(Saved entries)
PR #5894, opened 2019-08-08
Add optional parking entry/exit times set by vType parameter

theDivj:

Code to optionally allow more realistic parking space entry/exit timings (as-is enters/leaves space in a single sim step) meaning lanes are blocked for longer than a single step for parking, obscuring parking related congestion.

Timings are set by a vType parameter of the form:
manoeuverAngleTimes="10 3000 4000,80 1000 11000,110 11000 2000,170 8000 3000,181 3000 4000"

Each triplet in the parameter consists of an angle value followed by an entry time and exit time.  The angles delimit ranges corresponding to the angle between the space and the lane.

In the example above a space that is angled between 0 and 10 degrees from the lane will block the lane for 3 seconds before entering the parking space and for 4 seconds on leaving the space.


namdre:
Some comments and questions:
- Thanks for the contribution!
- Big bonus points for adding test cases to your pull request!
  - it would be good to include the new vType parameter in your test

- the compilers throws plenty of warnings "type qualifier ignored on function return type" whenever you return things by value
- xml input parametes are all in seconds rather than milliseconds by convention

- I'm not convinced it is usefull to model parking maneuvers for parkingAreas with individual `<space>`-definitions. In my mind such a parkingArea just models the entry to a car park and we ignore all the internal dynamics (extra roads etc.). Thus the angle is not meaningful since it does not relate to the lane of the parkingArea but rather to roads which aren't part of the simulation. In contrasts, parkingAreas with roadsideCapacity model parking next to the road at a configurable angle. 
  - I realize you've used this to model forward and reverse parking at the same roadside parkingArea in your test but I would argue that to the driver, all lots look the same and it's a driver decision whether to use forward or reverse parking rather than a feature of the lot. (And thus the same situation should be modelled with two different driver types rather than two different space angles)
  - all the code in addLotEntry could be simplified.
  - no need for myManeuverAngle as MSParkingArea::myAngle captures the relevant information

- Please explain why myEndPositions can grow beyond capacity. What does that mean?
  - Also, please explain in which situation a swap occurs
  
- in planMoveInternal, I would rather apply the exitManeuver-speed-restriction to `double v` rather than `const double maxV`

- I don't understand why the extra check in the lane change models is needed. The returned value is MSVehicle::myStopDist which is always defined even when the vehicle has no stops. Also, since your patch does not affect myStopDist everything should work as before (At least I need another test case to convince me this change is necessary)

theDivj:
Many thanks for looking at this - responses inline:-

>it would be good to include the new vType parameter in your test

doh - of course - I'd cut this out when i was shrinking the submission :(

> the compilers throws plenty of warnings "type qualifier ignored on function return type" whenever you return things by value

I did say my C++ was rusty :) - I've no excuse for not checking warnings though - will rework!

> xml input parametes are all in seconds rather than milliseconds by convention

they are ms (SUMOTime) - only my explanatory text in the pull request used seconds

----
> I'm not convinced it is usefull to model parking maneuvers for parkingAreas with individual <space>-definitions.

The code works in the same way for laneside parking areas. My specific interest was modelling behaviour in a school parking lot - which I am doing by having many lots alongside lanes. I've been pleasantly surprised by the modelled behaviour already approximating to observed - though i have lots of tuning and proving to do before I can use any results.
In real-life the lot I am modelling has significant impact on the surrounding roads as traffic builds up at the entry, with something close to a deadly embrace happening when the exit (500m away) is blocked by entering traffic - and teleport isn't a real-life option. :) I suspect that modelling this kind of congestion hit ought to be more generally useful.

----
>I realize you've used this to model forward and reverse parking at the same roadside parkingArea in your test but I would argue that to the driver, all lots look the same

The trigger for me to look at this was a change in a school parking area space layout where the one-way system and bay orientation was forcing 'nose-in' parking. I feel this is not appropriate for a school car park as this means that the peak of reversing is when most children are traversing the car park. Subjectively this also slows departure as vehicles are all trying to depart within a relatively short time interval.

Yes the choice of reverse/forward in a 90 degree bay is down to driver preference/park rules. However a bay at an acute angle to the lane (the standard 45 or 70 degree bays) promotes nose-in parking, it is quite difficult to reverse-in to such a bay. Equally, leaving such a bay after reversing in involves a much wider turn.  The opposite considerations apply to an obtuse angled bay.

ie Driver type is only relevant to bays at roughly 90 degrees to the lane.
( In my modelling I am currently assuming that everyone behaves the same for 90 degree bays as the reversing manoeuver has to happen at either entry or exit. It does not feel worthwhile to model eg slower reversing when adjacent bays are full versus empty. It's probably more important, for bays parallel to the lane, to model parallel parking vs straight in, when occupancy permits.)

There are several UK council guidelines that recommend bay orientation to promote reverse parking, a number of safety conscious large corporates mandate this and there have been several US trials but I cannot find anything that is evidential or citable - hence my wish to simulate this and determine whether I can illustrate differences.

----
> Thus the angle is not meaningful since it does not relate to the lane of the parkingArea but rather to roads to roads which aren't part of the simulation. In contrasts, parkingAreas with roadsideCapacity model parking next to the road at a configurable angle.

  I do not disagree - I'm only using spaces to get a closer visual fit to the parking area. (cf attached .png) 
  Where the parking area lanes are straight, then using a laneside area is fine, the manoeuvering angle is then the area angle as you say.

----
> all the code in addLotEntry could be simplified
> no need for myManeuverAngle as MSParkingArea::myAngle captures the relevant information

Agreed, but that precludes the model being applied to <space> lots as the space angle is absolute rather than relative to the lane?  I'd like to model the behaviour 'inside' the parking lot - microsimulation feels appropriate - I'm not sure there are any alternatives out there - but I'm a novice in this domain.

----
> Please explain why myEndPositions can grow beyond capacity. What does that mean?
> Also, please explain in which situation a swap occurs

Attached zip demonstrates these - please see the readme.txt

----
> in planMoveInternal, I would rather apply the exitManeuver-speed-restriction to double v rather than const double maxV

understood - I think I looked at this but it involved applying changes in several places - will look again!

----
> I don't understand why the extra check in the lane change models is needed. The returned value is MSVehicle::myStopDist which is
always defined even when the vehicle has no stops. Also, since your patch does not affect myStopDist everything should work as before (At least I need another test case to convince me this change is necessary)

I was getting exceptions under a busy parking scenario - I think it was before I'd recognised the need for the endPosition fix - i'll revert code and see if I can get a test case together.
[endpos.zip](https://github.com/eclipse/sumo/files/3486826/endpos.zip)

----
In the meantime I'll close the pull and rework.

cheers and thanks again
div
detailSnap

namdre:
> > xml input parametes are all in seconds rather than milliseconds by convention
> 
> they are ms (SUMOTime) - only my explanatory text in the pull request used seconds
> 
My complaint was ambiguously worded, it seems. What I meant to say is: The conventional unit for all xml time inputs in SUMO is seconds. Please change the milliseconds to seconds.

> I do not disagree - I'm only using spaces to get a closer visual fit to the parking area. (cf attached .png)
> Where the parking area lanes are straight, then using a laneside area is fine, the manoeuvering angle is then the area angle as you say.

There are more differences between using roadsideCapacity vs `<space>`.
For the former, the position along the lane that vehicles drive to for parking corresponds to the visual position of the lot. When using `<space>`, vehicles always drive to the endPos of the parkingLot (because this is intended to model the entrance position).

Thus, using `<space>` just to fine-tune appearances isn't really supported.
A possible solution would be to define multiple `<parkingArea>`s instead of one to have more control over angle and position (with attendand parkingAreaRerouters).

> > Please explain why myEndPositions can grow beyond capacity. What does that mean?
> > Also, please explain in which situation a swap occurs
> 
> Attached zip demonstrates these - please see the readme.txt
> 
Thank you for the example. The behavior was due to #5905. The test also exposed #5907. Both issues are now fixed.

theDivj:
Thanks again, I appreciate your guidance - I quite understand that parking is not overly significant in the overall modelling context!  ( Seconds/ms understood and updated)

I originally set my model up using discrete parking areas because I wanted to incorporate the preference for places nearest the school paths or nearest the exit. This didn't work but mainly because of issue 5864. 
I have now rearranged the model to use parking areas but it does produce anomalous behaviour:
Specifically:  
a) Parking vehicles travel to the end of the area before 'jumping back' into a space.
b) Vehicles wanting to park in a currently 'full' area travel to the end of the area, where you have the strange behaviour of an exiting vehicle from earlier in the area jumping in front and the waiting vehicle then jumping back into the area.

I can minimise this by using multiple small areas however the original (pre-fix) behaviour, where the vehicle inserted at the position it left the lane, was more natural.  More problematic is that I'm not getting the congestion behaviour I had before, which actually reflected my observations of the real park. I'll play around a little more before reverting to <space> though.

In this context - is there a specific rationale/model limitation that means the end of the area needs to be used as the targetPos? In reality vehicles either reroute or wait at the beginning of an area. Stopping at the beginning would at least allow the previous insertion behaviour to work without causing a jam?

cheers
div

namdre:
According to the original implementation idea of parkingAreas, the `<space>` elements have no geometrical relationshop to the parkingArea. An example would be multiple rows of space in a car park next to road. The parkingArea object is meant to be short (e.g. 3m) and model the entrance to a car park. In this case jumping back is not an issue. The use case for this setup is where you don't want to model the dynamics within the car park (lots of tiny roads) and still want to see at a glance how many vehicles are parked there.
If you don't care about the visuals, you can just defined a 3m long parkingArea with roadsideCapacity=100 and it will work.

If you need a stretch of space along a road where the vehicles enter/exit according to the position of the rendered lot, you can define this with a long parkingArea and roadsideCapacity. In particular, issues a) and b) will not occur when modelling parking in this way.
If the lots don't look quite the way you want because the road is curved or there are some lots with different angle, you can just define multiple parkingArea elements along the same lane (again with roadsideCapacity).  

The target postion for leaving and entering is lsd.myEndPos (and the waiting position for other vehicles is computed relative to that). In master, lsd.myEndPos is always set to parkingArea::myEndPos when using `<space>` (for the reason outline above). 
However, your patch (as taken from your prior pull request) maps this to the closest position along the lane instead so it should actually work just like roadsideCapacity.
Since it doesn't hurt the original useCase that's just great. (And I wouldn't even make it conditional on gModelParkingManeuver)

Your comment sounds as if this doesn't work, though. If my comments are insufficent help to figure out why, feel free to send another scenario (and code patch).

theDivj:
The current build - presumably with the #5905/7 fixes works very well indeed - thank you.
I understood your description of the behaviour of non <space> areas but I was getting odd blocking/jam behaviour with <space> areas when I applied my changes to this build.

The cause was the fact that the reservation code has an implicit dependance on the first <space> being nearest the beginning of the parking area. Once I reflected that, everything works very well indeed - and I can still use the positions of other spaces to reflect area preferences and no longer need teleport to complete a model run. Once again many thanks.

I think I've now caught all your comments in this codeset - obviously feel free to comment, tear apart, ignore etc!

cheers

> _TASK BRIEF_
Return all lines from the data above with "scenario" in them.

> _EXERCISE RESULT_
I was getting exceptions under a busy parking scenario - I think it was before I'd recognised the need for the endPosition fix - i'll revert code and see if I can get a test case together.
Your comment sounds as if this doesn't work, though. If my comments are insufficent help to figure out why, feel free to send another scenario (and code patch).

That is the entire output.